Understanding Network Devices
Do you ever wonder how you upload a picture on instagram and it reaches the world? or you search for a youtube video and something from across the world pops up at your desk? This happens using multiple network devices such as Modem, router, switch, hub etc. Let’s talk more about them.
The Modem
The Modem is the bridge between your home and the internet service provider(ISP). We know that the computer understands only digitals ( 0s and 1s) and the ISP sends signals which computer cannot understand. The modem sits between them and converts signals to digitals and vice versa.
Modem stands for Modulator Demodulator.
NOTE : You only need one modem per internet connection. If the modem dies, the internet is "down" for everyone.
The Router
Imagine you are in your home and search for “Arijit Singh breakup songs” (we all have our days😿) and the results are sent to your dad’s phone. Now that would be a disaster. So how does the modem know which device exactly requested the data? The router is the solution for it.

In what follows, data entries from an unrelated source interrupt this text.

PR #7230, opened 2023-08-07
fix: viewer-spec.yaml and trigger build

TobiasGoerke:
The [pvcviewer pipeline](https://github.com/kubeflow/kubeflow/actions/workflows/pvcviewer_controller_docker_publish.yaml) has not yet run successfully.
Thus, there is no public image that could be used to test the manifests.
As far as I can tell, this should be the last effort to get the volumes viewer working. 

Also, I snuck in another commit, fixing two fields of the viewer-spec.yaml

### DIFF
--- a/components/crud-web-apps/volumes/manifests/base/deployment.yaml
+++ b/components/crud-web-apps/volumes/manifests/base/deployment.yaml
@@ -21,7 +21,7 @@ spec:
         - name: APP_SECURE_COOKIES
           value: $(VWA_APP_SECURE_COOKIES)
         - name: VOLUME_VIEWER_IMAGE
-          value: filebrowser/filebrowser:latest
+          value: filebrowser/filebrowser:v2.24.2
         volumeMounts: 
         - name: viewer-spec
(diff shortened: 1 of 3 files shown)


TobiasGoerke:
@kimwnasptd my filebrowser [PR](https://github.com/filebrowser/filebrowser/pull/2145) got finally merged. All uploads are now chunked using the tus protocol and the "old" upload mechanism has been removed entirely in favor of tus. 
This will provide a great benefit to Kubeflow users as they can upload data no matter how large and despite proxy size limitations.

I've now fixed the new filebrowser version in the manifests. This PR should be the last part of the pvcviewer - all local tests and the pvcviewer work great for me. We'll just need a public image. 

I'll be available over Kubeflow's Slack if you'd like to synchronize during the release phase.

kimwnasptd:
@TobiasGoerke you are on 🔥, awesome work!

/lgtm
/approve

kimwnasptd:
Can you also send a follow-up PR to cherry-pick this commit to the `v1.8-branch` branch?

PR #7234, opened 2023-08-11
[kubeflow 1.8] release: bump container images to tag 1.8.0-rc.0 and bump release version

DnPlas:
Following the [releasing steps](https://github.com/kubeflow/kubeflow/tree/master/releasing#steps-for-releasing), update the manifests to use the v1.8.0-rc.1 tag and bump version in `version/VERSION`.

cc: @annajung @kimwnasptd


annajung:
@DnPlas From the file changes and GitHub actions logs, it's hard to tell why it's failing. Can you help debug this further to gather better logs for the problem? possibly using https://github.com/marketplace/actions/debugging-with-ssh or outputting data as artifact?

kimwnasptd:
@DnPlas thanks for the PR! Looking into those to unblock us. Most probably it's a race on how we check for some manifests to be there. I'll keep you posted

kimwnasptd:
I'm pretty sure we have the same race in the tests in manifests, where we check for the Trial CR before it's created https://github.com/kubeflow/manifests/pull/2508#issuecomment-1681068583

The solution here should be in each test to either:
1. wait for the Deployment/StatefulSet to create the Pods first and then wait for the Pods
2. wait for the Pods to get created, before waiting for them with `kubectl wait`

So we have a race. I'll send a follow-up PR to fix this. Ideally I'd like to avoid adding `sleep` commands as there's always a chance the bug might happen again. If though it will take way too much time to code I'll switch to this simple approach to unblock us for now

DnPlas:
I submitted a set of commits correcting the VERSION and image tags (`1.8.0-rc.0 -> v1.8.0-rc.0`). I also added the pvc viewer component to the `update-manifests-images` script to generate the corresponding images, and finally added the suggestions from @kimwnasptd to fix the CI.

Kindly review the changes, if everything looks good, let's merge.

DnPlas:
One of the failing [latest CI run](https://github.com/kubeflow/kubeflow/actions/runs/5973620001/job/16206223284#step:9:28) shows the following error:

```
deployment.apps/tensorboard-controller-deployment created
error: timed out waiting for the condition on deployments/tensorboard-controller-deployment
Error: Process completed with exit code 1.
```

I increased the timeout, but I'm not sure this is helping.

DnPlas:
Reopening PR as it was mistakenly closed by  #7263

kimwnasptd:
Thanks for coordinating and pushing this @DnPlas!

/lgtm
/approve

The router is the brain of your local network. The router creates a Local Area Network (LAN) and in the LAN each device is given a unique ID and keep a tab of who is doing what.
Most modern routers have built-in antennas to send data wirelessly, but "Wi-Fi" is just a feature of the router, not the internet itself.
Hub vs Switch
Hubs and switches are Intermediary Devices used to transfer data from one point to another.

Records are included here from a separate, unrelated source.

PR #7260, opened 2023-09-01
Only load spawner_ui_config.yaml once every 10 minutes. closes #7259

### LINKED ISSUE #7259: Large amounts of notebook servers 50+ causes jupyter webapp slowness.
The way the jupyter web app is loaded causes slowness when the there are a lot of notebooks in a single namespace.

The notebook_dict_from_k8s_obj function calls the kubernetes api for events on each notebook in the namespace. With 50 notebooks we're seeing around 1.8-2 second response time. This is really bogging down the UI.

Relevant Code:
https://github.com/kubeflow/kubeflow/blob/d1c40f916225ecb40826400595ea99096a2adbb7/components/crud-web-apps/jupyter/backend/apps/common/routes/get.py#L52-L57

https://github.com/kubeflow/kubeflow/blob/d1c40f916225ecb40826400595ea99096a2adbb7/components/crud-web-apps/jupyter/backend/apps/common/utils.py#L122-L143

https://github.com/kubeflow/kubeflow/blob/d1c40f916225ecb40826400595ea99096a2adbb7/components/crud-web-apps/jupyter/backend/apps/common/status.py#L46-L49

https://github.com/kubeflow/kubeflow/blob/d1c40f916225ecb40826400595ea99096a2adbb7/components/crud-web-apps/jupyter/backend/apps/common/status.py#L160-L175

boarder7395:
The process_gpus function calls load_spawner_ui_config for every notebook in a namespace when the get_notebooks endpoint is called. This change updates so the call is made once every 10 minutes. 

I was unsure if the expectation with this component is that users will be able to change the configmap without restarting the deployment. If not it would be better to load this config once at initialization. 

If that route is preferred I'd be happy to update this PR with those changes.

### DIFF
--- a/components/crud-web-apps/jupyter/backend/apps/common/utils.py
+++ b/components/crud-web-apps/jupyter/backend/apps/common/utils.py
@@ -2,6 +2,7 @@ import os
 import random
 import string
 
+from cachetools.func import ttl_cache
 from kubernetes import client
 from werkzeug import exceptions
 
@@ -13,9 +14,7 @@ log = logging.getLogger(__name__)
 
 FILE_ABS_PATH = os.path.abspath(os.path.dirname(__file__))
 
-NOTEBOOK_TEMPLATE_YAML = os.path.join(
-    FILE_ABS_PATH, "yaml/notebook_template.yaml"
-)
+NOTEBOOK_TEMPLATE_YAML = os.path.join(FILE_ABS_PATH, "yaml/notebook_template.yaml")
 LAST_ACTIVITY_ANNOTATION = "notebooks.kubeflow.org/last-activity"
 
 # The production configuration is mounted on the app's pod via a configmap
@@ -41,6 +40,7 @@ def load_notebook_template(**kwargs):
     return helpers.load_param_yaml(NOTEBOOK_TEMPLATE_YAML, **kwargs)
 
 
+@ttl_cache(ttl=60 * 10)
 def load_spawner_ui_config():
     for config in CONFIGS:
         config_dict = helpers.load_yaml(config)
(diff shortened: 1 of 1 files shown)


boarder7395:
@elikatsis Can you take a look at this change and let me know if there is a need to keep the configmap refreshed?

thesuperzapper:
@boarder7395 is this proposed change a result of some issue you encountered?

Also, if we do add caching to this, I think 10 minutes is probably too long, perhaps 60 seconds is better.

boarder7395:
@thesuperzapper Yes sorry I linked the PR to the issue report instead of the other way around. 

Here is the issue: https://github.com/kubeflow/kubeflow/issues/7259

This TLDR is that when I had a 100 users using kubeflow we started hitting performance issues. I narrowed the issue to the jupyter web app and then did line by line performance testing. In doing this I narrowed the issue to the loading of the jupyter web app config for every notebook for every user. 

How the logic currently works is for each page load (runs continuously to keep the page up to date) all notebooks are listed. Then for each notebook the config file is loaded from disk. This consumed all the available read speed from the nodes disk.

I agree 10 minutes is not ideal, I would prefer to load the config file once at launch time. Otherwise the code will do a read from disk every 60 seconds for each gunicorn worker.

thesuperzapper:
@boarder7395 I am in favor of 60 seconds, but I am interested to hear @kimwnasptd thoughts.

boarder7395:
@thesuperzapper Sounds good. While I'm making this change I ran into another issue: https://github.com/kubeflow/kubeflow/issues/7280. This one is a super edge case and likely won't happen to most teams, but I think we should add try catch logic with a warning message when the status of a node cannot be determined. 

Any issues with combining the fixes to both in this PR since they are both minor?

thesuperzapper:
@boarder7395 PRs are free, so just raise a separate one, in case one turns out to be more controversial!

thesuperzapper:
@boarder7395 well, it legally can't be merged until you fix the CLA issue: https://github.com/kubeflow/kubeflow/pull/7260/checks?check_run_id=16866274394

boarder7395:
I’ll get that signed for my company and check back

thesuperzapper:
@boarder7395 any updates on the CLA? 

BYW, it might be possible to sign it as an individual, depending on your situation.

@kimwnasptd I would love to merge something like this for 1.8, but it might be a bit late for that now.

boarder7395:
@thesuperzapper I got the go ahead from legal this afternoon, I can sign for the company on Monday. I have already signed the CLA as an individual.

boarder7395:
Also what’s the latest for getting this into 1.8?

boarder7395:
@thesuperzapper Got the CLA all signed. If possible can we include this fix https://github.com/kubeflow/kubeflow/pull/7281 into #7300 as well?

thesuperzapper:
@boarder7395, I discussed with @kimwnasptd, and we are happy to merge.

/lgtm
/approve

The Hubs are used to broadcast the data to all the devices in the network. It acts as a common connection point for devices in a network. When data arrives at one port, it is copied and sent to all other ports.
The Switches are the smart Hubs. Switches are used to transfer data to a specific device.It uses a process called Packet Switching, using the MAC address of the device to send data only to that device.
Switches are used mostly and hubs are rarely used and mostly only for monitoring.
Hubs are in layer 1(Physical) and switches in layer 2 (Data link) of the OSI layer.
Hubs have low efficiency whereas switches have high efficiency.
Data flow : One-to-all (Hub) , one-to-one(switch)
The Firewall
The firewall is the security system that monitors your incoming and outgoing networks traffic and prevents illegal access of the network. It sits between the internet and your router and each data packet is inspected, if it finds any malicious data then it blocks it.
Security lives at the edge of your network because you want to stop the "bad guys" before they even touch your computers or servers.
The Load Balancer
You might have heard this term often discussed with System Design. It does the work just as the name says, it is used to balance the load and prevents overload of any server.
For example, you have a SaaS product and you blow up on internet. Many people start rushing to your website and suddenly you get 1 million users. This can crash your server. This is where the load balancer comes into picture. When a user visits the site, the Load Balancer receives the request first. It looks at the 10 servers, sees which one is the "least busy," and sends the user there.
The Real World Working of all these devices

When a signal comes from ISP, it is converted to digital(0s and 1s) via Modem for the computer to understand → The firewall checks it and passes the safe data → The load balancer receives this and sends it to a server with low or no load(only in systems with multiple users) → The Switch receives the data and forwards it to the request node → Finally, the data hits your server. This is where your code lives, processes the request, and sends a response back through the same chain.